Sorry to hear about your polit dying. What do you think about the haras? Might be a good option for your tank. Or maybe a rusty or a perlmutt?


----------



## esparzar1 (Jun 14, 2009)

I've thought about the Hara's because of the nice light color contrast. I'd be a little worried though because of the ZLP/Hongi already having vertical bars. But, it's a thought. I also found some Albino Red Cheak Trophs that I like. I think if I do add another one or two they will have to be close to full grown and fairly tough/aggressive due to most of mine already being full grown. Who knows, I'm still undecided. I'd also reall like to look into the Williamsi Blue lip. That's a really cool looking species but I can't find'em anywhere.


----------



## GaFishMan1181 (Dec 17, 2008)

I forgot to update that I went ahead and added the hongi and msobo to the main tank. They were only in quarantine for a week but were looking and eating great. I took a risk not leaving them in there for another week but an all male tank is risky business :lol: .

The big fuelleborni was not happy at first about having new tank mates. He freaked out for a good hour just chasing everyone in sight (especially the hongi) but eventually calmed back down. The saulosi and msobo did not like each other at all. I didnt think about it but the msobo (at his current stage) looks alot like a saulosi just starting to get its color. I was a little worried last night when i went to sleep but when i got up this morning and turned on the light all of them were looking great. I watched them for about 45 minutes and they were all playing nice (for mbuna).

The acei looks great and seems really healthy but still hasnt ate anything. Its been a week and he hasn't even gone for a flake. I'm going to make a post about it in the health section and wait a little while to put him in the main tank. If he doesn't eat flakes by himself then he will never eat while he is in the main tank.
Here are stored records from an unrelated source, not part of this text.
Issue #2806, opened 2025-04-23
AI Integration - MCP Server


lkingland:
Enable AI integration via an MCP server runnable via the command `func mcp`.

This includes full-coverage of Function features via the MCP, as well as context injection via MCP "Prompts", and integration with our official templates repository.

- [x] Python POC
- [x] Func MCP Server
- [x] Basic CRUDL Subcommands
- [x] Labels Support
- [x] Secrets Support
- [x] Volumes Support
- [x] Domain Mapping Support
- [x] Remote Builds
- [x] Model Context with Instructions
- [ ] Cursor Integration
- [ ] Windsurf Integration
- [ ] VSCode Integration
- [ ] Claude Integration
- [ ] Claude Code Integration
- [ ] Upstream Documentation
- [x] Screencast

Tasfia-Ara:
What kind of AI integration is it? I'd like to help!

lkingland:
Thanks Tasfia-Ara,

However, this integration is already actively in progress.  I assume there will be many opportunities to improve/add to it once complete.  Please keep an eye on our open issues!

xyq043170:
@lkingland @jcrossley3 May I ask what can be merged and published for use？

xyq043170:
@lkingland @jcrossley3 May I ask when it can be released for use？

lkingland:
Thanks for the implementation @KapilSareen 
This lays the ground-work for an ongoing investment in the Functions MCP integration

lkingland:
Re-opening beacuse there's a few documentation steps left to complete.

lkingland:
🎉

PR #2859, opened 2025-06-09
mcp: adds create and deploy tools

KapilSareen:
## Changes

This PR aims to add two new tools to `func`'s MCP server.

Related Epic https://github.com/knative/func/issues/2806


gauron99:
hi @KapilSareen, thanks for the new addition of mcp server youre working on!
Could we add some tests for these? Otherwise looks good to me
cc @lkingland

KapilSareen:
Yes, Thanks for pointing it out.
I already had a discussion with @lkingland and we're thinking of adding tests for these in a seperate PR.

gauron99:
ok great. I will leave this to him for review then. Sounds like you two got it covered!

lkingland:
Thanks @gauron99 
I wanted tests as well, but we have a small problem where the implementation here requires a compiled `func` binary, but that would mean the tests _have_ to be E2E tests...
So I am refactoring the E2E suite to support this, and we'll be adding the tests later in the process 👍🏻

@esparzar1- Its hard to say what will work out. My hara is too small to challenge my hongi so I'm not sure how they will be when fully matured. I also dont have any experience with trophs or the blue lip.


----------



## RRasco (Aug 31, 2006)

I have a Hongi and a Red Cheek in mine. They do fine. I did however lose a Polit 6-8 weeks ago. No damage or issues with water, but I think he got bullied to death over night.


----------



## GaFishMan1181 (Dec 17, 2008)

I had always heard polit were pretty tough fish. If he was bullied to death who do you think the likely culprit was?


----------



## RRasco (Aug 31, 2006)

The Hara. Because of the white/black, maybe, but I do have a socolofi that never gets any attention. Hard to say really, my dom Hara is actually pretty chill. Really just a guess though. These fish are spastic. Occasionally I'll just be staring at them and ALL of them freak out, darting into hiding spots. I can literally stand there and not move and they just spaz out. They really are unique.


----------



## esparzar1 (Jun 14, 2009)

Kinda off topic but my 30gal Saulosi colony has finally produced some fry (well at least the females are holding) Maybe I'll just add a male Saulosi to the mix in the male-tank, that could be a quick fix for my obsession to add more fish....lol.... Before I started the 30 gal, I actually had a male Saulosi in the male tank and he did fine. He was the smallest but no one really bothered him and he still maintained his dominante barring however, I only had him in there for about 2 months before I switched him to the 30 gal.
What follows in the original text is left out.